— To do —
Every line with the string "plan" in it belongs in your answer, so copy them all from the data.

— Supplied material —
Issue #2065, opened 2026-08-19
fix(deploy): cdkd deploy --region US-EAST-1 fails at the state-bucket preflight, while gc and bootstrap --destroy fold the same spelling and work


go-to-k:
## Summary

`cdkd deploy --region US-EAST-1` fails outright, at the state-bucket preflight, before it does anything. `cdkd gc --region US-EAST-1` and `cdkd bootstrap --destroy --region US-EAST-1` both work, because those two commands canonicalize and `deploy` does not. The two sibling commands disagree about what a region spelling means.

Found while building the live-test arm for #2021, by measurement against real AWS rather than by reading.

## Measured

**SigV4 rejects a non-canonical region at every service cdkd calls** — probed with this repo's own vendored SDK:

```text
FAIL STS GetCallerIdentity     region=US-WEST-2  SignatureDoesNotMatch: Credential should be scoped to a valid region.
FAIL S3  ListObjectsV2         region=US-EAST-1  AuthorizationHeaderMalformed: the region 'US-EAST-1' is wrong; expecting 'us-east-1'
FAIL Lambda ListFunctions      region=US-WEST-2  InvalidSignatureException
FAIL ECR DescribeRepositories  region=US-WEST-2  InvalidSignatureException
```

**So cdkd dies at its own preflight:**

```text
$ AWS_REGION=US-EAST-1 node dist/cli.js state info --state-bucket cdkd-state-<acct> --json
StateError: Failed to verify state bucket '...': S3 error during HeadBucket on '...' (HTTP 400).
```

`--region US-EAST-1` is strictly worse than the env var, because `deploy.ts:218-220` copies the flag into `AWS_REGION` / `AWS_DEFAULT_REGION` and the state-bucket resolution needs STS first.

## The asymmetry

| site | folds? |
| --- | --- |
| `src/cli/commands/gc.ts:943`, `:967` | yes |
| `src/cli/commands/bootstrap-destroy.ts:338`, `:358`, `:375` | yes |
| `src/cli/commands/deploy.ts:529` (`baseRegion`) | **no** |
| `src/cli/commands/deploy.ts:558` (`assetRegion`), `:567`, `:583` | **no** |
| `src/cli/commands/publish-assets.ts:147`, `:149`, `:178`, `:184`, `:238`, `:258` | **no** |
| `src/utils/aws-clients.ts` constructor | **no** — it stores the config verbatim |

[...]

Issue #2029, opened 2026-08-19
fix(gc): a literal us-east-1 default is pinned over the profile's region, so bare `cdkd gc` can collect against a region the user never named


go-to-k:
Surfaced while reviewing PR #2014. **Pre-existing on `main`** — not introduced by that PR, which is why it is filed rather than folded in.

## The defect

`src/cli/commands/gc.ts:965` resolves the region with a literal fallback and then passes it to the client factory unconditionally:

```ts
const rawRegion = options.region || process.env['AWS_REGION'] || 'us-east-1';
const region = canonicalizeRegion(rawRegion);

const awsClients = new AwsClients({
  region,
  ...(options.profile && { profile: options.profile }),
});
```

So a user who names no region at all — no `--region`, no `AWS_REGION`, but a configured `~/.aws/config` region — gets `us-east-1` **pinned over their profile's region**. The literal default wins because it is materialised into a value before the client ever gets a chance to resolve the profile.

## Why it matters more here than in a read-only command

`cdkd gc` DELETES. The failure is silent in both directions:

- against `us-east-1`, it evaluates a region the user did not ask about and may delete assets there;
- it does nothing about the region they actually work in, while reporting success.

There is no error, because `us-east-1` is a perfectly valid region — the command simply operates on the wrong one.

## The contrast that surfaced it

PR #2014 fixed the sibling command, `cdkd bootstrap --destroy`, and deliberately did NOT copy this shape. It folds the region on both named paths (`--region` and `AWS_REGION`) but lets an absent region stay absent, so `AwsClients` resolves the profile — matching `loadBootstrapContainerRepo`'s established shape. The two sibling commands now disagree about what "no region given" means.

## Direction

Fold on the named paths and let absent stay absent, as `bootstrap-destroy.ts` now does. Check every other command that materialises a `|| 'us-east-1'` literal before client construction — the defect class is "a default written as a value rather than left to the resolver", and it rarely occurs once. Report that audit in both directions: sites with the same shape, and sites where the literal default is genuinely wanted.

## Verification

Unit: a case with no `--region` and no `AWS_REGION` asserting the client factory receives NO `region` property (the `expected { region: 'us-east-1' } to not have property "region"` shape PR #2014 uses to pin its own half), plus the two named paths still folding. Mutation-probe each — the absent-region arm is a negative assertion and those are easy to write green.

[...]

Issue #1820, opened 2026-08-13
fix(bootstrap): the region variable falls back to a hardcoded us-east-1 while the clients resolve the profile region, so asset storage is named and keyed for the wrong region


go-to-k:
Found by the 3-axis PR review of the issue 1794 lane (both the spec and the code reviewer landed on the same root cause independently). The 1794 PR fixes the CONSEQUENCE for the bucket-policy partition; this issue is the underlying region divergence, which has a second consequence that PR deliberately does not touch.

## The divergence

`src/cli/commands/bootstrap.ts`:

```ts
const awsClients = new AwsClients({
  ...(options.region && { region: options.region }),   // omitted when --region absent
  ...(options.profile && { profile: options.profile }),
});
const region = options.region || process.env['AWS_REGION'] || 'us-east-1';
```

The two lines disagree about what "the region" is whenever `--region` is absent:

- the CLIENTS get no `region`, so the AWS SDK resolves it through its own chain — which reads `~/.aws/config`'s profile `region =` line and `AWS_DEFAULT_REGION`;
- the `region` VARIABLE consults neither, and falls back to a hardcoded `us-east-1`.

So for a user whose profile says `region = ap-northeast-1`, with no `AWS_REGION` and no `--region`, a plain `cdkd bootstrap` talks to ap-northeast-1 while every use of `region` says `us-east-1`.

## Consequence still open after the 1794 PR

`region` is threaded into `ensureAssetStorage` (`src/assets/asset-storage.ts`), where it NAMES the per-region asset storage:

- `getCdkdAssetBucketName(accountId, region)` -> `cdkd-assets-{account}-us-east-1`, but `CreateBucket` runs on the ap-northeast-1 client, so the bucket is **named after a region it is not in**;
- `getCdkdContainerRepoName(accountId, region)` has the same problem for the ECR repo;
- `getBootstrapMarkerKey(region)` writes the marker at `cdkd-bootstrap/us-east-1.json`, so the DEPLOY-side `AssetModeResolver` looks the region up under the wrong key. A deploy that then genuinely targets ap-northeast-1 finds no marker and silently stays in legacy (CDK bootstrap) asset mode, while a deploy targeting us-east-1 finds a marker pointing at storage that does not exist in us-east-1 and hard-errors.

The last one is the interesting failure: the marker is the single source of truth for asset mode, and it is keyed by the wrong region.

## Already fixed (do not re-report)

[...]

PR #2071, opened 2026-08-19
fix(assets): canonicalize the region at the AssetModeResolver boundary and share the marker read

### LINKED ISSUE #2021: fix(assets): an upper-cased deploy region misses the bootstrap marker, silently downgrading assets to legacy (cdk-gc-collectable) storage
Third instance of the region-case defect fixed for `cdkd gc` in (#1995) and for `cdkd bootstrap --destroy` in the same PR. Found by the "audit for a third" sweep that pair prompted: every reader of `getBootstrapMarkerKey` was traced back to where its region comes from.

## The defect

`AssetModeResolver.doResolve` (`src/assets/asset-storage.ts:672`) keys the bootstrap marker off the region it is handed:

```ts
const markerKey = getBootstrapMarkerKey(region);
const body = await this.stateBackend.getRawObject(markerKey);
```

Both deploy-time callers hand it an UN-canonicalized region:

- `src/cli/commands/deploy.ts:523` — `const baseRegion = options.region || process.env['AWS_REGION'] || 'us-east-1';` then `:552` `const assetRegion = stack.region || baseRegion;`
- `src/cli/commands/publish-assets.ts:147` / `:238` — the same two lines.

So `cdkd deploy --region US-EAST-1` (or `AWS_REGION=US-EAST-1`) on an env-agnostic stack looks for `cdkd-bootstrap/US-EAST-1.json`, misses the marker that `cdkd bootstrap` wrote at `cdkd-bootstrap/us-east-1.json`, and takes the `body === null` arm.

A stack whose `env.region` is pinned in CDK is unaffected — `stack.region` comes from the Cloud Assembly and is canonical. The exposure is exactly the env-agnostic case, which is the CDK default.

## Why it matters, stated honestly

Milder than the two already fixed, and in a different way from each:

- gc's version collected nothing (deleted nothing).
- `bootstrap --destroy`'s version reported success while leaving billable resources alive.
- **This one silently downgrades to LEGACY asset mode**: assets are published to the CDK bootstrap bucket/repo instead of the cdkd-owned storage the user opted into. Nothing breaks at deploy time, and the notice even fires — but the whole point of `cdkd bootstrap` (#1002) is that `cdk gc` cannot reach cdkd's asset storage, and the legacy destination is precisely what `cdk gc` DOES collect. So the failure surfaces later, as assets vanishing from under deployed stacks.

With `autoCreate` on, the miss instead triggers a redundant `tryAutoCreate` for a region that is already bootstrapped, whose marker write would then land at the raw key — which is how a raw-key marker gets created in the first place (the population `loadBootstrapContainerRepo` and now gc / `bootstrap --destroy` all carry a second probe for).

## Suggested direction

Canonicalize inside `AssetModeResolver.doResolve` rather than at each caller: the resolver also CACHES by region (`this.cache.get(region)`), so folding at the boundary fixes a second, quieter bug where `us-east-1` and `US-EAST-1` occupy two cache slots and re-probe S3. Give it the canonical-then-raw two-probe shape the other three readers now use.

**A shared helper is the right answer at this point, and this is the issue that justifies it.** There are now three hand-written copies of "read the bootstrap marker, canonical key first, raw spelling second" — `local-state-loader.ts:368`, `gc.ts:994`, `bootstrap-destroy.ts:331` — and a fourth is needed here. They already differ in ways that are easy to get wrong: `bootstrap-destroy` must also DELETE the key it read from (a bug caught in review — deleting the canonical key when the marker came from the raw one orphans the marker), and `local-state-loader` is best-effort where the other two hard-error. Suggested shape, in `src/assets/asset-storage.ts` beside `getBootstrapMarkerKey`:

```ts
readBootstrapMarkerBody(stateBackend, rawRegion): Promise<{ body: string | null; resolvedKey: string }>
```

returning the key actually read so every caller's error message, plan line and delete target can follow it. Each caller keeps its own policy on top (throw vs. fall back vs. destroy).

Deliberately NOT in scope, so it is not "fixed" by mistake:

- `ensureAssetStorage` (`src/assets/asset-storage.ts:351`) reads the marker with a raw region too, but its WRITE uses the same raw region, so read and write are self-consistent. Folding the read alone would break that pairing. Aligning the write side is issue (#1820)'s lane, and this issue should land after or with it.

## Why not folded into the (#1847) / (#1995) PR

Different subsystem and a different verification cycle: this is the deploy/publish asset hot path, so it needs its own integ (a deploy under an upper-cased region asserting the asset lands in the cdkd-owned bucket rather than the CDK bootstrap one), whereas the two fixed instances rode the `gc-custom-asset-names` fixture that PR already runs. `deploy.ts` was also being edited by another lane at the time.

Session-fit: next (not this session) — the deploy asset path needs its own integ fixture and a decision on the shared helper, and the `ensureAssetStorage` half is sequenced behind (#1820). / Effort: ~3 h+ (the shared helper + four call sites, plus a new deploy-under-upper-cased-region integ arm and a review round)

go-to-k:
## What this changes

`AssetModeResolver.resolve` now folds region case at its own boundary rather than trusting each caller, and the canonical-then-raw bootstrap-marker read becomes ONE shared helper instead of three hand-written copies.

- `readBootstrapMarkerBody(stateBackend, rawRegion) -> { body, resolvedKey }` in `src/assets/asset-storage.ts`, returning the key ACTUALLY read so every caller's message, plan line and delete target can follow it.
- Folding at the resolver boundary also collapses the two cache slots `us-east-1` / `US-EAST-1` used to occupy, each re-probing S3.
- The three existing copies (`gc.ts`, `bootstrap-destroy.ts`, `local-state-loader.ts`) are folded onto it, and the helper deliberately does NOT catch, so each caller keeps its own policy unchanged.

## The part worth reading: the issue's premise did not survive measurement

Issue (#2021) describes an env-agnostic stack under an upper-cased region silently downgrading to legacy (`cdk gc`-collectable) asset storage, with assets later vanishing from under deployed stacks. **That narrative is not reachable against real AWS, and this PR deliberately does not repeat it.** Measured while building the live-test arm:

- SigV4 rejects a non-canonical region at every service cdkd calls — `AuthorizationHeaderMalformed` from S3, `InvalidSignatureException` from Lambda / ECR, `SignatureDoesNotMatch` from STS.
- `deploy.ts:529` does NOT canonicalize where `gc.ts:943` and `bootstrap-destroy.ts:338` do, so `cdkd deploy --region US-EAST-1` dies at the state-bucket preflight and never reaches the marker read at all.
- The `body === null` arm the issue describes needs a CANONICAL client region paired with a RAW key spelling. On the deploy path those are the same string, so the pairing cannot occur. Measured GetObject matrix, real state bucket:

  | client region | key | result |
  | --- | --- | --- |
  | `us-east-1` | `cdkd-bootstrap/us-east-1.json` | marker body |
  | `US-EAST-1` | `cdkd-bootstrap/us-east-1.json` | `AuthorizationHeaderMalformed` (400) |
  | `US-EAST-1` | `cdkd-bootstrap/US-EAST-1.json` | `AuthorizationHeaderMalformed` (400) |
  | `us-east-1` | `cdkd-bootstrap/US-EAST-1.json` | `NoSuchKey` (404) — the only `null` |

- The downgrade could not publish anything either: the legacy destination `cdk-hnb659fds-assets-<acct>-US-EAST-1` is not a legal S3 bucket name (`HeadBucket` -> `NotFound`).
- Pinning `env: { region: 'US-EAST-1' }` to decouple the two does not work — CDK refuses the assembly outright, aborting synth for the whole app.

That deploy-boundary fold is filed as (#2065) with the full measurement. **Until it lands, the reachable value of this PR is the two DESTRUCTIVE callers** — `cdkd gc` and `cdkd bootstrap --destroy`, which DO fold and DO reach the helper under an upper-cased region — plus the shared-helper consolidation and the cache-slot fix.

## Deliberately out of scope

- `ensureAssetStorage`'s read is NOT folded: it is paired with its marker WRITE and both use the same raw region, so folding the read alone would break that pairing — a custom asset-bucket name recorded by an earlier run would stop being reused and a conflicting one would stop being refused. Aligning the write side is (#1820)'s lane; the reason is recorded at the call site.
- (#2029)'s `|| 'us-east-1'` literal default in `gc.ts` is untouched (`git diff -U0 src/cli/commands/gc.ts | grep -c "us-east-1'"` -> 0).

## The second probe's reachability, documented from measurement

The helper's JSDoc no longer asserts that a plain `AWS_REGION=US-EAST-1 cdkd bootstrap` "really wrote" the raw key — it cannot, because the marker is written LAST and both resources must be created first from that same raw region, where the conventional bucket name is illegal and `CreateBucket` also carries an invalid `LocationConstraint`. The raw key needs BOTH `--asset-bucket` and `--container-repo` as valid lowercase names AND a pre-existing bucket, or a marker written by hand / by a cdkd predating those guards. Probe 2 is kept anyway, because that state is real and losing it silently re-points a bootstrapped region at `cdk gc`-collectable storage; both conditions are pinned by tests so the claim cannot rot.

## Tests

14 new cases in `tests/unit/assets/asset-storage.test.ts`, every one mutation-probed. Selected results:

| probe | result |
| --- | --- |
| de-canonicalize the helper | 22 RED across 4 suites — proves all three legacy callers really route through it |
| report canonical as `resolvedKey` | 8 RED, including `bootstrap-destroy`'s DELETE-target case |
| de-fold `resolve()` | 4 RED, including the cache probe-count |
| fold region in `ensureAssetStorage` | 2 RED (both reachability tests) |
| ignore `logPrefix` / delete the raw-hit debug line | 1 / 2 RED |

The cache-slot case asserts the PROBE COUNT, not the returned mode — a returned-mode assertion stays green with the cache bug intact.

**One correction made during review, worth flagging.** An earlier round removed a test with an in-code note claiming its property "is TRUE, but nothing can make it false". The test reviewer measured that and it was wrong: the test DID go red under the unfolded-cache mutation, and only stayed green when `legacyNoticeShownRegions` itself was deleted. The note now says what is actually true. A wrong "cannot be fenced" note suppresses the retest, which is why this was not left as-is.

## Review

3-axis + security reviewer (tier raised above the size heuristic's `1-reviewer`, because the diff includes the DELETE-target key of a destructive command).

- spec: clean — both spec parts implemented, no out-of-scope drift, per-caller policy preservation proved individually rather than accepted.
- security: no blocker, no minor — traced every destructive caller's region usage end to end; bucket / repo names come from the marker BODY and are never re-derived from a region, `ExpectedBucketOwner` and the owned-elsewhere refusal are untouched, and no failed-read path leads to a destructive default.
- code: 4 minor / nit, all addressed (the raw-probe premise, the cache order-dependency note, `legacyNoticeShownRegions`, and the changelog reading wider than the code).
- test: 3 claims verified by probe, 1 in-code note found factually wrong (above), 2 gaps closed.

## Live verification

`/run-integ asset-bootstrap` (eu-west-1, 166s, destroy 2 deleted / 0 errors / 0 orphans) — it walks legacy mode with no marker, `cdkd bootstrap`, cdkd-assets detection WITH the marker, the deleted-resource hard error, and a clean destroy. That is `AssetModeResolver` plus the shared helper through `bootstrap` and `bootstrap --destroy`, i.e. the callers that actually reach the changed code today.

`gc-custom-asset-names` was the first choice and was abandoned after two environment blockers, both recorded in the integ ledger as blocked-before-assertions rather than as a defect in this change: the docker daemon was down, and the retry then hung in `docker push` for 4h17m with no container running. It was killed and the bucket / ECR repo / marker it had created were removed by hand. `asset-bootstrap` needs no docker and exercises the resolver more directly, so it is the better fixture for this change regardless.

Region choice is not arbitrary and is worth recording, because it cost three attempts: the fixture needs a region that is CDK-bootstrapped (its Phase 1 publishes to the CDK bootstrap bucket) AND has no cdkd marker (its own guard refuses otherwise). On this account only `eu-west-1` satisfies both — `us-east-1` / `ap-northeast-1` / `us-west-2` carry cdkd markers, and `ca-central-1` is not CDK-bootstrapped.

Closes #2021


go-to-k:
Status: ready to merge except for one gate that this machine cannot currently satisfy.

`integ-local` fires on this PR, correctly: it changes `src/cli/commands/local-state-loader.ts`, which is the `--from-state` path that `cdkd local run-task` uses to recognise images published to a custom-named cdkd container-asset repo. That gate needs a real Docker run, and Docker's registry connectivity is broken on this machine right now:

- `docker pull hello-world:latest` was killed at 120s, three separate times, including after a full Docker Desktop restart.
- `docker version` answers (server 20.10.22) and `com.docker.backend` is running, so the daemon is up — it is registry networking specifically that hangs.
- The first attempt at the intended fixture, `local-run-task-cdkd-assets`, hung in `step 1c: pre-pulling sidecar + asset base image` and was killed by a watchdog at 901s. Post-kill sweep: 0 orphan containers, 0 orphan networks.

Everything else on this PR is complete:

- `check` / `docs` / `verify-pr` / `pr-review` markers recorded; `integ-destroy` fresh.
- All CI checks green (`check`, `check-build-test`, `once-leak-detect`, `runtime-compat` 20/22/24).
- Live-tested against real AWS with `/run-integ asset-bootstrap` (eu-west-1, 166s, destroy 2 deleted / 0 errors / 0 orphans), which walks `AssetModeResolver`'s legacy -> cdkd-assets detection and the shared marker read through `bootstrap` and `bootstrap --destroy`.
- 4 reviewers (spec / code / test / security); spec and security both came back clean, and every code and test finding is addressed.

Deliberately NOT done: narrowing `.markgate.yml`'s `integ-local` scope to make this mergeable. The gate's own message anticipates that move and rejects it, and it is right to — the changed file really is on the local-execution path, so narrowing the scope would be abandoning the verification rather than satisfying it.

To finish this PR once Docker's registry access works:

```
/run-integ local-run-task-cdkd-assets
gh pr merge 2071 --squash --delete-branch
```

— Task result —
returning the key actually read so every caller's error message, plan line and delete target can follow it. Each caller keeps its own policy on top (throw vs. fall back vs. destroy).
- `readBootstrapMarkerBody(stateBackend, rawRegion) -> { body, resolvedKey }` in `src/assets/asset-storage.ts`, returning the key ACTUALLY read so every caller's message, plan line and delete target can follow it.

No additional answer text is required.